Hopefully your computer's CPU has at least this many cores; if not, make sure you to decrease the `mc.cores` argument in the following expression.
This particular dataset also requires about 1 GB of RAM per core, so adjust for your system accordingly.
```{r cache=TRUE}
t0 <- Sys.time()
wdist <- get.dist(ts, mc.cores=24)
Sys.time() - t0
save(wdist, file="results/palm_wdist.RData")
class(wdist)  # show that this is a custom S3 object
```


### Visualization

The last thing that we need to do is visually interpret the results of this analysis.  This is complicated by the fact that we've generated another distance matrix.  It is much smaller (79-by-79) than the co-occurrence matrix that we started with (5000-by-79), but still difficult to interpret.  

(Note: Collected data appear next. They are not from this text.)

PR #479, opened 2023-06-19
feat(edge-stack): relative path support for edge stack EE-5521

cmenginnz:


edge/stack/stack.go
```diff
@@ -115,6 +117,53 @@ func (manager *StackManager) UpdateStacksStatus(pollResponseStacks map[int]int)
...
+
+	return nil
+}
+
+func getStackFileFolder(stack *edgeStack) string {
+	stackIDStr := strconv.Itoa(int(stack.ID))
+
+	folder := path.Join(agent.EdgeStackFilesPath, stackIDStr)
+	if IsRelativePathStack(stack) {
+		folder = path.Join(stack.FilesystemPath, agent.ComposePathPrefix, stackIDStr)
```
oscarzhou-portainer: use `filepath` package for both ln159 and ln161

edge/stack/stack.go
```diff
@@ -289,6 +315,14 @@ func (manager *StackManager) performActionOnStack(queueSleepInterval time.Durati
 			return
 		}
 
+		if IsRelativePathStack(stack) {
+			dst := path.Join(stack.FilesystemPath, agent.ComposePathPrefix)
```
oscarzhou-portainer: `filepath`

edge/stack/stack.go
```diff
@@ -515,106 +559,84 @@ func (manager *StackManager) DeleteStack(ctx context.Context, stackData edge.Sta
...
+	if err != nil {
+		return err
+	}
+
+	if !deleteStack {
+		err = filesystem.PersistDir(stack.FileFolder, stackPayload.DirEntries)
+		if err != nil {
+			return err
+		}
+	}
```
oscarzhou-portainer, line 650: Should line 624-639 be placed above line 566?

oscarzhou-portainer (changes requested):
In terms of the proposed solution, I have some concerns that I will include in the ticket.

Overall, the PR itself LGTM. There are also other few places using `path` which are not highlighted. Would recommend to use `filepath`.

edge/stack/stack.go
cmenginnz: fixed

edge/stack/stack.go
cmenginnz: fixed

edge/stack/stack.go
cmenginnz: fixed. The modification is applied to a cloned stack now.

exec/docker_copy.go
```diff
@@ -0,0 +1,74 @@
...
+				fmt.Sprintf("%s:%s", composeDestination, composeDestination),
+			},
+		},
+		nil,
+		nil,
+		containerName,
+	)
+}
+
+func copyToContainer(assetPath, src, containerID, dst string) error {
```
chiptus: what about using `dockerCli.CopyToContainer`? https://github.com/moby/moby/blob/master/client/container_copy.go#L33

docker/containers.go
```diff
@@ -5,9 +5,31 @@ import (
...
+
+	err := withCli(func(cliInner *client.Client) error {
+		cli = cliInner
+		return nil
+	})
+	if err != nil {
+		return container.CreateResponse{}, err
+	}
+
+	return cli.ContainerCreate(context.Background(), config, hostConfig, networkingConfig, platform, containerName)
```
chiptus: this feels a bit unsafe and beats the purpose of `withCli` fn, isn't cli closed inside `withCli`? is there any reason why not to run these lines of code inside withCli?

exec/docker_copy.go
chiptus: also IMO should be inside `docker` package

docker/containers.go
cmenginnz: fixed

exec/docker_copy.go
cmenginnz: moved to docker package. 
`dockerCli.CopyToContainer` requires tar as input. Using the docker command is simpler here.

oscarzhou-portainer (approved):
LGTM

Of course there are many methods to visualize a distance matrix.  I've provided some functions in a script called `visualize.R`.  One of these is simply a generic `plot` function calling a dimensionality reduction method such as multi-dimensional scaling or UMAP:
```{r message=FALSE, warning=FALSE, fig.width=10, fig.height=5, out.width="100%"}
source("scripts/visualize.R")

# map author names to initials
fac <- read.csv("data/palm.tsv", sep='\t')
fac$filename <- paste(fac$lastname, fac$forename, sep="_")
fac$filename <- gsub(" ", "_", fac$filename)
idx <- match(attr(wdist, "Labels"), fac$filename)
labels <- fac$initials[idx]

# use generic plot function for `wdist` object
par(mfrow=c(1,2))
plot(wdist, labels=labels, main='UMAP')
plot(wdist, labels=labels, type='m', main="MDS")
```

We can also use R's built-in hierarchical clustering methods:
```{r fig.width=8, out.width="100%"}
hc <- hclust(wdist)
plot(hc, cex=0.5, main=NA, xlab=NA, sub=NA, labels=labels)
```

My preferred method, however, is to generate a network (graph) in which each node represents an author, and connections between authors indicate that their similarity exceeds some threshold.
Because some authors end up forming a large number of connections (high degree size), I wrote a function that only connects each author to their $k$ nearest neighbours, where $k$ is set to 3 by default.
```{r fig.width=8, fig.height=8, out.width="60%", message=FALSE, warning=FALSE}
g <- make.knn(wdist)
plot(g, vertex.shape="none", vertex.label=labels, 
     vertex.label.cex=1, vertex.size=10, 
     edge.width=2, edge.arrow.mode='-')
```

We can use community detection to identify clusters in this graph, which can be visualized by drawing coloured polygons:
```{r fig.width=8, fig.height=8, out.width="60%"}
cl <- cluster_louvain(g)
plot(g, mark.groups=cl, vertex.shape="none", vertex.label=labels, 
     vertex.label.cex=1, vertex.size=10, 
     edge.width=2, edge.arrow.mode='-')
```

Note that the clusters produced by the Louvain method are non-overlapping; any overlap between polygons is due to constraints in drawing polygons.